Babies and Inspiration

After my daughter was born, I got it in my head that I would die before she got old enough to remember me.  I think this is a common-enough fear for parents.  But what stuck with me was the thought that she might not remember my voice.

As an infant, and with her older brother before her, I sang her to sleep at night.  There is something so fundamentally human about holding a child and singing it to sleep, and I thought that if there is any subconscious residue of our earliest lives, it must be bound up with the feeling of being held and sung to.  I wanted, no matter what might happen to me, for my children to always have access to that.

Normal people, when taken with the same idea, might simply record themselves telling their children that they love them or some such thing, but what I did was I made this album.

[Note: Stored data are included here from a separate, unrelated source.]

PR #1479, opened 2018-05-19
add export under snapshot

### LINKED ISSUE #1480: Export Functionality Under Create Snapshot Button
We should consolidate all the export functionality under the current **Create Snapshot** button, probably with a detached drop-down arrow that exposes the other possibilities (repo, gist, Google Classroom)

pwjablonski:
From the Export Repo Project Board.

Moved all export functionality to dropdown next to the snapshot button. 

screen shot 2018-05-19 at 7 00 24 pm

Fixes #1480

### DIFF
--- a/src/css/application.css
+++ b/src/css/application.css
@@ -303,6 +303,18 @@ body {
   flex: 1 0 0;
 }
 
+.top-bar__snapshot {
+  margin-right: 0;
+  border-top-right-radius: 0;
+  border-bottom-right-radius: 0;
+}
+
+.top-bar__menu-button_export {
+  margin-left: 0;
+  border-top-left-radius: 0;
+  border-bottom-left-radius: 0;
+}
+
 /** @define instructions */
 
 .instructions {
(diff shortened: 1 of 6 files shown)


src/css/application.css
```diff
@@ -212,11 +212,13 @@ body {
   box-shadow: 0 0.1em 0.2em 0 rgba(0, 0, 0, 0.3);
 }
 
+.top-bar__menu-button_export,
```
outoftime: Any reason not to just give the export button the `top-bar__menu-button_primary` class rather than duplicating these properties in the `_export` class?

Generally better imo to keep the actual class definitions/rules simpler and more transparent, and then apply the classes we need in the HTML.

(To be clear, I would still propose keeping the `_export` modifier as well, to apply the rules around margin and border)

src/css/application.css
```diff
@@ -303,6 +305,18 @@ body {
   flex: 1 0 0;
 }
 
+.top-bar__snapshot {
```
outoftime: Doesn’t look like this is used?

pwjablonski: This takes the margin off the right of the snapshot button

pwjablonski: in `SnapshotButton.jsx`

pwjablonski:
Had to make changes after the rebase to use `isAuthenticatedWithGithub` in exportMenu. May want to take another quick pass to make sure its all good.

Issue #1128, opened 2017-10-15
Make it more obvious that work is saved


outoftime:
Currently it’s not terribly obvious that your work is saved when you’re logged in. Let’s make it clearer. I think in particular we want to lean on the existing **My Projects** button in the top bar, since that’s where you go to get back to saved projects.

I think the basic idea would be to add some sort of temporary visual indicator to **My Projects** whenever the coder updates their project while logged in. A simple idea might be to change the text to “Saved!” with a checkmark icon, maybe with a different text or background color (although we don’t want to get too distracting).

We’d also want to do this on a debounce so as not to be too annoying.

outoftime:
Closed by #1481

PR #1481, opened 2018-05-20
project saved indicator

pwjablonski:
This PR addresses #1128

A couple of points/questions

-  `currentProjectSaved` and `currentProjectSaved` actions executed in UI Saga under `userDoneTyping`. This may not be the right place for this. I figured since `userDoneTyping` takes every `UPDATE_PROJECT_SOURCE` this would suffice for now, however, if there is an error persisting to firebase it seems the project will still show as saved. 

- General Naming Advice
The naming of the actions `currentProjectSaved` and `currentProjectSaveFinished` seems a bit vague/not specific and `projectSaved` property in the redux also doesn't quite seem to reflect what this data represents. Any thoughts?

- Delay
Is `delay` the right function to be using for this. The desired effect is that `Your Projects` briefly turns to `Saved!` ( Currently for 2 seconds but also not sure if that is the desired length of time). 

- Saved!
I think `Saved!` looks pretty good but open to other suggestions.

may-19-2018 22-11-29


pwjablonski:
Makes a ton of sense!

outoftime:
@pwjablonski I see you have made a bunch of progress here—let me know when you’re ready for another look-through!

pwjablonski:
@outoftime Ready for another round of review. I had some trouble creating tests for the projects saga. Currently excludes testing for `saveCurrentProject`.

src/components/TopBar/ProjectPickerButton.jsx
```diff
@@ -1,16 +1,35 @@
...
+      >
+        {t('top-bar.project-saved')}
+      </span>
+    </div>
   );
 }
 
-ProjectPickerButton.propTypes = {};
+ProjectPickerButton.propTypes = {
+  isSaveIndicatorShown: PropTypes.bool.isRequired,
```
outoftime: Weakly held opinion, but `shouldShowSavedIndicator` would read more naturally to me here.

src/css/application.css
```diff
@@ -315,6 +315,20 @@ body {
   border-bottom-left-radius: 0;
 }
 
+.top-bar__project-button-hidden {
```
outoftime: Can just use `u__invisible`?

src/css/application.css
```diff
@@ -315,6 +315,20 @@ body {
...
+  visibility: hidden;
+}
+
+.top-bar__project-saved {
+  position: absolute;
+  visibility: hidden;
+  left: 1em;
+}
+
+.top-bar__project-saved-shown {
```
outoftime: Should be `top-bar__project-saved_shown` (single underscore delimits a modifier)

src/css/application.css
```diff
@@ -315,6 +315,20 @@ body {
...
 }
 
+.top-bar__project-button-hidden {
+  visibility: hidden;
+}
+
+.top-bar__project-saved {
+  position: absolute;
+  visibility: hidden;
+  left: 1em;
```
outoftime: Why not just do `top`/`left`/`bottom`/`right` all at `0` to pin it to the container dimensions, and then center the text?

src/sagas/projects.js
```diff
@@ -81,23 +84,20 @@ export function* importGist({payload: {gistId}}) {
...
 export function* updateProjectSource() {
-  const state = yield select();
-  yield call(saveCurrentProject, state);
+  yield* saveCurrentProject();
 }
 
 export function* userAuthenticated() {
   const state = yield select();
-  yield fork(saveCurrentProject, state);
+  yield* fork(saveCurrentProject);
```
outoftime: As I understand it, `yield*` hands off control of the generator to another generator, but the `fork` effect is not itself a generator, so I don’t think it does anything here. For clarity I believe it should be changed back to a simple `yield`.

src/sagas/projects.js
```diff
@@ -107,11 +107,27 @@ function generateProjectKey() {
...
+      yield call(saveProject, userId, currentProject);
+      yield put(projectSuccessfullySaved());
+    } catch (e) {
+      return false;
+    }
+  }
+  return false;
+}
+
+
```
outoftime: Extra whitespace

src/sagas/projects.js
```diff
@@ -107,11 +107,27 @@ function generateProjectKey() {
...
-    const state = yield select();
-    yield call(saveCurrentProject, state);
+    yield* saveCurrentProject();
   }
 }
 
+function* saveCurrentProject() {
+  const state = yield select();
+  const userId = getCurrentUserId(state);
+  const currentProject = getCurrentProject(state);
```
outoftime: Arguably it would be cleaner to do:

```js
const userId = yield select(getCurrentUserId);
const currentProject = yield select(getCurrentProject);
```

src/sagas/projects.js
```diff
@@ -107,11 +107,27 @@ function generateProjectKey() {
...
+
+  if (userId && currentProject && !isPristineProject(currentProject)) {
+    try {
+      yield call(saveProject, userId, currentProject);
+      yield put(projectSuccessfullySaved());
+    } catch (e) {
+      return false;
```
outoftime: I don’t think these `return false`s are meaningful in the context of a saga? Or are there semantics I’m unaware of?

Assuming they aren’t, there is a good question regarding what _should_ go here in the absence of proper error handling (which as previously discussed would make sense to come in a different PR).

Bad pitch, maybe just remove the `try/catch` altogether and let it fail / generate a Bugsnag error?

src/selectors/isSaveIndicatorShown.js
```diff
@@ -0,0 +1,6 @@
+import {createSelector} from 'reselect';
+
+export default createSelector(
+  state => state.getIn(['ui', 'saveIndicatorShown']),
+  saveIndicatorShown => saveIndicatorShown,
+);
```
outoftime: So there is no requirement that we use `reselect` for every selector—it’s useful when a selector is doing non-trivial computation, since it’s defined as a two-stage process of “cheaply get some source data and see if it’s changed” followed by “expensively do some calculations on that source data”.

But in this case, there’s no calculation at all! It’s just an identity function.

So, more simply:

```js
export default function isSaveIndicatorShown(state) {
  return state.getIn(['ui', 'saveIndicatorShown']);
}
```

test/unit/sagas/projects.js
```diff
@@ -226,8 +228,7 @@ test('updateProjectSource', (assert) => {
     updateProjectSource(scenario.projectKey, 'css', 'p {}'),
   ).
     next().select().
-    next(scenario.state).call(saveCurrentProject, scenario.state).
-    next().isDone();
+    next(scenario.state).isDone();
```
outoftime: So it seems like these tests aren’t really making as meaningful assertions about saga behavior as they were before—I’m guessing because we have now internalized the check for `isPristineProject` which, at a guess, is not the case in the “scenario” that’s been set up here? Assuming that guess is correct, should be pretty straightforward to fix in the scenario file.

I assume this is what you meant by “trouble creating tests for the projects saga”?

pwjablonski:
@outoftime almost there. I'm still not sure if I am approaching the tests correctly - particularly around forking the delegated `saveCurrentProject` saga.

src/css/application.css
outoftime: Looks like you did make that change but this class name is still hanging around?

src/components/TopBar/ProjectPickerButton.jsx
```diff
@@ -1,16 +1,37 @@
...
+        <span className="u__icon top-bar__drop-down-button">
+          &#xf0d7;
+        </span>
       </span>
-    </span>
+      <span
+        className={
+          classnames(
+            'top-bar__project-saved',
+            {'top-bar__project-saved_shown': shouldShowSavedIndicator})
```
outoftime: Could just do `{u__invisible: !shouldShowSavedIndicator}` here too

I started playing drums in 1993 and played in metal bands until about 2001.  I started moving around a lot then, from Austin to Houston to Los Angeles, and since I didn’t always have access to drums, I began playing guitar and messing around with electronic music, some of which I used to score films and recorded under the name Mission 13.  In playing more guitar, I started writing songs, and kept it up, especially when life got the most difficult.  When I write a song in darkness, it’s easier for me to embrace that and look ahead to a time when things will be better.  It forces me to imagine, and when left alone with my imagination, I think optimistic things are better company than the opposite.

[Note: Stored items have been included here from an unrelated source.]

Issue #1478, opened 2018-05-19
Unable to export/update repo when Instructions panel is opened


jwang1919:
Adding instructions and having the instructions panel open throws a visible "Something went wrong trying to export that repo. Please try again." error.

Interestingly, if the instructions panel is closed, the export/update repo functionality works fine.

Ex: https://popcode.org/?snapshot=79aadac1-2e26-4e1d-8757-0f745fd5ba18

alexpelan:
@jwang1919 can you still reproduce this? I cannot. The issue still persists with the snapshot above, but I changed snapshots to no longer save references to the saved github repos, so I would be interested to see if you could make it happen with a new repo, or whether it was fixed by that change.

jwang1919:
Yep can confirm the bug is fixed now!

PR #1482, opened 2018-05-20
Store exported repos by username 

alexpelan:
Instead of storing a single string for the reponame, store strings keyed by github username to allow multiple people to export the same project (importing snapshot workflows, for example).

One high level comment: this is backwards incompatible - any repos exported since release will be orphaned (update repo will appear as export repo). This does not seem like a big deal to me but I felt it should be called out.

Line-level comments below

### DIFF
--- a/src/clients/github.js
+++ b/src/clients/github.js
@@ -25,8 +25,12 @@ function normalizeTitle(title) {
   return titleWithoutPunctuationAndWhitespace;
 }
 
+function getRepoNameForUser(project, user) {
+  return project.externalLocations.githubRepos[user.githubUsername];
+}
+
 export async function createOrUpdateRepoFromProject(project, user) {
-  const repoAlreadyExists = Boolean(project.externalLocations.githubRepoName);
+  const repoAlreadyExists = Boolean(getRepoNameForUser(project, user));
   if (repoAlreadyExists) {
     return updateRepoFromProject(project, user);
   }
@@ -65,7 +69,7 @@ async function createRepoFromProject(project, user) {
 
 export async function updateRepoFromProject(project, user) {
   const github = await clientForUser(user);
-  const repoName = project.externalLocations.githubRepoName;
+  const repoName = getRepoNameForUser(project, user);
 
   const {data: userData} = await performWithRetryNetworkErrors(
     () => github.getUser().getProfile(),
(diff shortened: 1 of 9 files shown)


src/clients/github.js
```diff
@@ -25,8 +25,12 @@ function normalizeTitle(title) {
   return titleWithoutPunctuationAndWhitespace;
 }
 
+function getRepoNameForUser(project, user) {
+  return project.externalLocations.githubRepos[user.githubUsername];
```
alexpelan: This function is basically the same as the selector `getCurrentProjectExportedRepoName` except we don't (and shouldn't) have access to the whole store here. Is there any literature on sharing these business-logicky things between redux and non-redux contexts

test/unit/sagas/clients.js
```diff
@@ -119,7 +119,7 @@ test('export repo', (t) => {
         url,
         exportType,
         scenario.project.projectKey,
-        {name},
+        {repoName: name, username: undefined},
```
alexpelan: Not great, but the username is determined inside a function from the state and I couldn't (quickly) figure out a way to inject it. This at least tests that the key is correctly produced 🤷‍♀️

alexpelan:
Oh, also, unclear if this fixes #1478, it may have a secondary cause,  but this bug was the reason that I couldn't export the repo from that snapshot when I was trying to reproduce.

src/reducers/user.js
```diff
@@ -11,19 +11,18 @@ function user(stateIn, action) {
       const {user: userData, credential, additionalUserInfo} = action.payload;
 
       const profileData = get(userData, ['providerData', 0], userData);
+      const githubUsername = get(additionalUserInfo, 'username');
```
alexpelan: unclear how this will interact with google auth.

alexpelan:
So the moment that a user clicks create snapshot, we would wipe out the associated repo name? Or would this happen during the import process? Feel free to move this to Popcode slack #dev channel if it needs more discussion

outoftime:
@alexpelan when we export snapshots we create a copy of the current project data, so it’s not a matter of _removing_ the repo name from the project as stored in the user’s workspace, just omitting that information from the copy of the project that goes into the snapshot. probably makes sense either in the [firebase client](https://github.com/popcodeorg/popcode/blob/master/src/clients/firebase.js#L34) or in the saga that calls it.

alexpelan:
Ditching this PR in favor of one where we do that, then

So when I became taken with this notion of my pending mortality, I started culling through these songs, and tried to find the album that best told the story I wanted to tell my children, if it wound up being, God forbid, the only thing I got to tell them that they remembered.  The songs that found their way onto the record, then, revolve around this notion of darkness and light, and how in the darkness, we can also find ways to see light if we’re willing to look.  I don’t mean that in a hokey, silver-lining way, because it’s hard freaking work to imagine a time when everything will not be as unbearable as it might be now.  And it takes a lot of courage to stand on the threshold of something that could end in either tremendous success or calamitous failure, take a deep breath, and walk forward.

I think that’s what I wanted my children to know.  I think it’s what the album says.